## [WHAT YOU NEED TO DO]
What you produce should match the records exactly, line for line.

## [RECORDS FOR THIS TASK]
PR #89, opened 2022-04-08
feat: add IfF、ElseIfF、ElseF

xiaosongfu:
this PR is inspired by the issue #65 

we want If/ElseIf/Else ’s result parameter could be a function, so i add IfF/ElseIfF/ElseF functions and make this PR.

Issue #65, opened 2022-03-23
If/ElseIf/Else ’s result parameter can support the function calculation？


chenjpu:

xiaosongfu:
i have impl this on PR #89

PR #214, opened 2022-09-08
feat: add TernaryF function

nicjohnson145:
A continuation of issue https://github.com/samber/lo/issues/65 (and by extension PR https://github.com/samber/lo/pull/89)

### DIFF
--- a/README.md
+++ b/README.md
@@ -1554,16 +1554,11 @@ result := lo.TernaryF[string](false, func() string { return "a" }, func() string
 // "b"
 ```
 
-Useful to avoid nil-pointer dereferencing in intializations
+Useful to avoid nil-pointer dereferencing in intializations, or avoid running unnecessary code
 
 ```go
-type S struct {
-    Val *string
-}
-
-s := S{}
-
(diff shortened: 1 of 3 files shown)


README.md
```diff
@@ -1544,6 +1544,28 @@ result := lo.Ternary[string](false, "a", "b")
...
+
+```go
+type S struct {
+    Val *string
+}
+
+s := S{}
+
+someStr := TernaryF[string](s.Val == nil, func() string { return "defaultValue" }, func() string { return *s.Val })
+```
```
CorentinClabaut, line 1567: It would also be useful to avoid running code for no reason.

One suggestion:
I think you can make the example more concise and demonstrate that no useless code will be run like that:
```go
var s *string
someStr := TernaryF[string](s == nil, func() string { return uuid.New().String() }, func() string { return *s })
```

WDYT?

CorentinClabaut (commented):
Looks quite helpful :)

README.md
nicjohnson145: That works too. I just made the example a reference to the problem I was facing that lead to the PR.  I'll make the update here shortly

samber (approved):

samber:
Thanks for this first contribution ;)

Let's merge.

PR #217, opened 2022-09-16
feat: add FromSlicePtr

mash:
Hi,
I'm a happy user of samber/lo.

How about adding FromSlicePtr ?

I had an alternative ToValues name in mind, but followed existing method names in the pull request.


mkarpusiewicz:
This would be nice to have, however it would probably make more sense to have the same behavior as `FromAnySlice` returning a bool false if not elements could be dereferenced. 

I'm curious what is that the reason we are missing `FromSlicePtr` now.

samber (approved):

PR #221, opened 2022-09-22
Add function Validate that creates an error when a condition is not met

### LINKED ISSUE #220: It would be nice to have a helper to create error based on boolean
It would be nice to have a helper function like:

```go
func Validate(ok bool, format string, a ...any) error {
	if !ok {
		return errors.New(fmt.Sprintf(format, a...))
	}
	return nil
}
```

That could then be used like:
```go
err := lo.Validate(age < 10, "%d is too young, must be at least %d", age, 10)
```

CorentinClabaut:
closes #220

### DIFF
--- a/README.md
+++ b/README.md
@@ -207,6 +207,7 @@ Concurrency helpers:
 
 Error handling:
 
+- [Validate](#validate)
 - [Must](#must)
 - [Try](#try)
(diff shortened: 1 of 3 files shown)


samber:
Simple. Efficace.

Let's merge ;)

## [TASK RESULT]
PR #89, opened 2022-04-08
feat: add IfF、ElseIfF、ElseF

xiaosongfu:
this PR is inspired by the issue #65 

we want If/ElseIf/Else ’s result parameter could be a function, so i add IfF/ElseIfF/ElseF functions and make this PR.

Issue #65, opened 2022-03-23
If/ElseIf/Else ’s result parameter can support the function calculation？


chenjpu:

xiaosongfu:
i have impl this on PR #89

PR #214, opened 2022-09-08
feat: add TernaryF function

nicjohnson145:
A continuation of issue https://github.com/samber/lo/issues/65 (and by extension PR https://github.com/samber/lo/pull/89)

### DIFF
--- a/README.md
+++ b/README.md
@@ -1554,16 +1554,11 @@ result := lo.TernaryF[string](false, func() string { return "a" }, func() string
 // "b"
 ```
 
-Useful to avoid nil-pointer dereferencing in intializations
+Useful to avoid nil-pointer dereferencing in intializations, or avoid running unnecessary code
 
 ```go
-type S struct {
-    Val *string
-}
-
-s := S{}
-
(diff shortened: 1 of 3 files shown)


README.md
```diff
@@ -1544,6 +1544,28 @@ result := lo.Ternary[string](false, "a", "b")
...
+
+```go
+type S struct {
+    Val *string
+}
+
+s := S{}
+
+someStr := TernaryF[string](s.Val == nil, func() string { return "defaultValue" }, func() string { return *s.Val })
+```
```
CorentinClabaut, line 1567: It would also be useful to avoid running code for no reason.

One suggestion:
I think you can make the example more concise and demonstrate that no useless code will be run like that:
```go
var s *string
someStr := TernaryF[string](s == nil, func() string { return uuid.New().String() }, func() string { return *s })
```

WDYT?

CorentinClabaut (commented):
Looks quite helpful :)

README.md
nicjohnson145: That works too. I just made the example a reference to the problem I was facing that lead to the PR.  I'll make the update here shortly

samber (approved):

samber:
Thanks for this first contribution ;)

Let's merge.

PR #217, opened 2022-09-16
feat: add FromSlicePtr

mash:
Hi,
I'm a happy user of samber/lo.

How about adding FromSlicePtr ?

I had an alternative ToValues name in mind, but followed existing method names in the pull request.


mkarpusiewicz:
This would be nice to have, however it would probably make more sense to have the same behavior as `FromAnySlice` returning a bool false if not elements could be dereferenced. 

I'm curious what is that the reason we are missing `FromSlicePtr` now.

samber (approved):

PR #221, opened 2022-09-22
Add function Validate that creates an error when a condition is not met

### LINKED ISSUE #220: It would be nice to have a helper to create error based on boolean
It would be nice to have a helper function like:

```go
func Validate(ok bool, format string, a ...any) error {
	if !ok {
		return errors.New(fmt.Sprintf(format, a...))
	}
	return nil
}
```

That could then be used like:
```go
err := lo.Validate(age < 10, "%d is too young, must be at least %d", age, 10)
```

CorentinClabaut:
closes #220

### DIFF
--- a/README.md
+++ b/README.md
@@ -207,6 +207,7 @@ Concurrency helpers:
 
 Error handling:
 
+- [Validate](#validate)
 - [Must](#must)
 - [Try](#try)
(diff shortened: 1 of 3 files shown)


samber:
Simple. Efficace.

Let's merge ;)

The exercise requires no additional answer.